>>

PR #3530, opened 2026-06-03
feat(sdk): add otel.sdk.log.created self-observability metric

cijothomas:
## Changes

Adds the `otel.sdk.log.created` self-observability metric to the Logs SDK.
A `u64` counter is bound once per `SdkLogger` (no attributes) and incremented
on every `emit` call that passes the telemetry-suppression check.

* [x] CHANGELOG.md updated
* [x] Unit tests added / N/A
  - Behavioral conformance will be covered by Weaver Live Check
    (in-progress: open-telemetry/opentelemetry-rust-contrib#613).
    SDK control-flow paths (suppression early-return, post-shutdown
    no-op routing) are exercised by existing tests.
* [x] Public API changes added to `CHANGELOG.md` / N/A
* [x] Documentation updated / N/A

## Notes

* Gated behind the `experimental_metrics_bound_instruments` Cargo feature,
  matching the existing `otel.sdk.processor.log.processed` metric. The
  semconv definition is still `stability: development`.
* Cross-SDK alignment: matches the Java/JS/Python pattern of incrementing
  after the per-emit gates and before processor dispatch. Rust's
  telemetry-suppression early-return is SDK-specific; no other reference
  SDK has an equivalent concept.
* Semconv: https://github.com/open-telemetry/semantic-conventions/blob/main/docs/otel/sdk-metrics.md#metric-otelsdklogcreated

### DIFF
--- a/opentelemetry-sdk/src/logs/logger.rs
+++ b/opentelemetry-sdk/src/logs/logger.rs
@@ -15,11 +15,30 @@ use opentelemetry::time::now;
 pub struct SdkLogger {
     scope: InstrumentationScope,
     provider: SdkLoggerProvider,
+
+    // Bound is not strictly needed (no attributes), but the semconv is still
+    // `development` so the metric must be feature-gated; reuse the same
+    // `experimental_metrics_bound_instruments` flag as the other SDK
+    // self-observability metrics for consistency.
+    #[cfg(feature = "experimental_metrics_bound_instruments")]
+    log_created_counter: opentelemetry::metrics::BoundCounter<u64>,
 }
 
 impl SdkLogger {
     pub(crate) fn new(scope: InstrumentationScope, provider: SdkLoggerProvider) -> Self {
-        SdkLogger { scope, provider }
+        #[cfg(feature = "experimental_metrics_bound_instruments")]
+        let log_created_counter = opentelemetry::global::meter("otel.sdk")
+            .u64_counter("otel.sdk.log.created")
+            .with_description("The number of logs submitted to enabled SDK Loggers.")
+            .with_unit("{log_record}")
+            .build()
+            .bind(&[]);
+        SdkLogger {
+            scope,
+            provider,
+            #[cfg(feature = "experimental_metrics_bound_instruments")]
+            log_created_counter,
+        }
     }
 }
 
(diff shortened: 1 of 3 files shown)


opentelemetry-sdk/src/logs/logger.rs
```diff
@@ -35,6 +54,10 @@ impl opentelemetry::logs::Logger for SdkLogger {
         if Context::is_current_telemetry_suppressed() {
             return;
         }
+
+        #[cfg(feature = "experimental_metrics_bound_instruments")]
+        self.log_created_counter.add(1);
```
lalitb, line 67: nit -   Could we increment this only when the logger is actually enabled, so no-op loggers don’t get counted?

lalitb (approved):

TommyCpp (approved):

cijothomas:
Need to make some tweaks before merging.

opentelemetry-sdk/src/logs/logger.rs
cijothomas: This is something that I have been thinking about for.a while. I think the best option for this metric is to count everything that is given to the SDK, irrespective of what happens to it afterwards. So this is truly measuring how much log was given to SDK. and an operator can use this in conjunction with processor metrics/exporter metrics etc. to paint the full picture. 

if we do not count situations where logger is Disabled(), filtered inside OTel, then we'd lose that visibility. Ofcourse we still lose visibility if the filtering occurs in `tracing` itself, but that is not something OTel can solve.

The sem. conventions wording is not very clear and implementations are inconsistent from what I can tell. Working on proposing a change to semantic convention in parallel.
This PR can be hold off until that convention change itself is approved.

cijothomas: I've opened a semantic-convention proposal to clarify this: open-telemetry/semantic-conventions#3939. It proposes counting every record submitted to an enabled Logger at intake, before per-record filtering, with the one exclusion being a Logger disabled via LoggerConfig.enabled=false (which behaves as a No-op and wouldn't be counted).

That disabled case doesn't apply to Rust today anyway: we don't implement LoggerConfig, so there's no disabled-Logger state (and no per-record severity/trace filtering). Every SdkLogger is enabled, so counting every submitted record here lines up with the proposal. If the proposal lands and Rust later adds Logger disabling, the counter would move behind that enabled check.

lalitb (approved):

<<

### REQUIRED ACTION
Nothing in the data should be left out when you retype it exactly.

### ANSWER BELOW
PR #3530, opened 2026-06-03
feat(sdk): add otel.sdk.log.created self-observability metric

cijothomas:
## Changes

Adds the `otel.sdk.log.created` self-observability metric to the Logs SDK.
A `u64` counter is bound once per `SdkLogger` (no attributes) and incremented
on every `emit` call that passes the telemetry-suppression check.

* [x] CHANGELOG.md updated
* [x] Unit tests added / N/A
  - Behavioral conformance will be covered by Weaver Live Check
    (in-progress: open-telemetry/opentelemetry-rust-contrib#613).
    SDK control-flow paths (suppression early-return, post-shutdown
    no-op routing) are exercised by existing tests.
* [x] Public API changes added to `CHANGELOG.md` / N/A
* [x] Documentation updated / N/A

## Notes

* Gated behind the `experimental_metrics_bound_instruments` Cargo feature,
  matching the existing `otel.sdk.processor.log.processed` metric. The
  semconv definition is still `stability: development`.
* Cross-SDK alignment: matches the Java/JS/Python pattern of incrementing
  after the per-emit gates and before processor dispatch. Rust's
  telemetry-suppression early-return is SDK-specific; no other reference
  SDK has an equivalent concept.
* Semconv: https://github.com/open-telemetry/semantic-conventions/blob/main/docs/otel/sdk-metrics.md#metric-otelsdklogcreated

### DIFF
--- a/opentelemetry-sdk/src/logs/logger.rs
+++ b/opentelemetry-sdk/src/logs/logger.rs
@@ -15,11 +15,30 @@ use opentelemetry::time::now;
 pub struct SdkLogger {
     scope: InstrumentationScope,
     provider: SdkLoggerProvider,
+
+    // Bound is not strictly needed (no attributes), but the semconv is still
+    // `development` so the metric must be feature-gated; reuse the same
+    // `experimental_metrics_bound_instruments` flag as the other SDK
+    // self-observability metrics for consistency.
+    #[cfg(feature = "experimental_metrics_bound_instruments")]
+    log_created_counter: opentelemetry::metrics::BoundCounter<u64>,
 }
 
 impl SdkLogger {
     pub(crate) fn new(scope: InstrumentationScope, provider: SdkLoggerProvider) -> Self {
-        SdkLogger { scope, provider }
+        #[cfg(feature = "experimental_metrics_bound_instruments")]
+        let log_created_counter = opentelemetry::global::meter("otel.sdk")
+            .u64_counter("otel.sdk.log.created")
+            .with_description("The number of logs submitted to enabled SDK Loggers.")
+            .with_unit("{log_record}")
+            .build()
+            .bind(&[]);
+        SdkLogger {
+            scope,
+            provider,
+            #[cfg(feature = "experimental_metrics_bound_instruments")]
+            log_created_counter,
+        }
     }
 }
 
(diff shortened: 1 of 3 files shown)


opentelemetry-sdk/src/logs/logger.rs
```diff
@@ -35,6 +54,10 @@ impl opentelemetry::logs::Logger for SdkLogger {
         if Context::is_current_telemetry_suppressed() {
             return;
         }
+
+        #[cfg(feature = "experimental_metrics_bound_instruments")]
+        self.log_created_counter.add(1);
```
lalitb, line 67: nit -   Could we increment this only when the logger is actually enabled, so no-op loggers don’t get counted?

lalitb (approved):

TommyCpp (approved):

cijothomas:
Need to make some tweaks before merging.

opentelemetry-sdk/src/logs/logger.rs
cijothomas: This is something that I have been thinking about for.a while. I think the best option for this metric is to count everything that is given to the SDK, irrespective of what happens to it afterwards. So this is truly measuring how much log was given to SDK. and an operator can use this in conjunction with processor metrics/exporter metrics etc. to paint the full picture. 

if we do not count situations where logger is Disabled(), filtered inside OTel, then we'd lose that visibility. Ofcourse we still lose visibility if the filtering occurs in `tracing` itself, but that is not something OTel can solve.

The sem. conventions wording is not very clear and implementations are inconsistent from what I can tell. Working on proposing a change to semantic convention in parallel.
This PR can be hold off until that convention change itself is approved.

cijothomas: I've opened a semantic-convention proposal to clarify this: open-telemetry/semantic-conventions#3939. It proposes counting every record submitted to an enabled Logger at intake, before per-record filtering, with the one exclusion being a Logger disabled via LoggerConfig.enabled=false (which behaves as a No-op and wouldn't be counted).

That disabled case doesn't apply to Rust today anyway: we don't implement LoggerConfig, so there's no disabled-Logger state (and no per-record severity/trace filtering). Every SdkLogger is enabled, so counting every submitted record here lines up with the proposal. If the proposal lands and Rust later adds Logger disabling, the counter would move behind that enabled check.

lalitb (approved):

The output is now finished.